● **Task to complete**
Leave out every line before the one containing "Submitting shaWell EARL validation report", and repeat the rest of the material below exactly, that line included.

● **Source material**
——————————
PR #151, opened 2024-01-15
Submitting shaWell EARL validation report

cem-okulmus:
Here is the validation report for the tool [shaWell](https://github.com/cem-okulmus/shawell). It uses a provided Sparql endpoint to perform validation. The provided validation report here is for the Shacl CORE subset only. Since the approach already uses a Sparql  endpoint, it should be fairly straight-forward to extend it to support Shacl Sparql as well, but this is not supported as of this moment. I might provide another PR in the future with an extended validation report if and once this functionality is available in a future version of shaWell.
——————————
● **Result of this task**
Submitting shaWell EARL validation report

cem-okulmus:
Here is the validation report for the tool [shaWell](https://github.com/cem-okulmus/shawell). It uses a provided Sparql endpoint to perform validation. The provided validation report here is for the Shacl CORE subset only. Since the approach already uses a Sparql  endpoint, it should be fairly straight-forward to extend it to support Shacl Sparql as well, but this is not supported as of this moment. I might provide another PR in the future with an extended validation report if and once this functionality is available in a future version of shaWell.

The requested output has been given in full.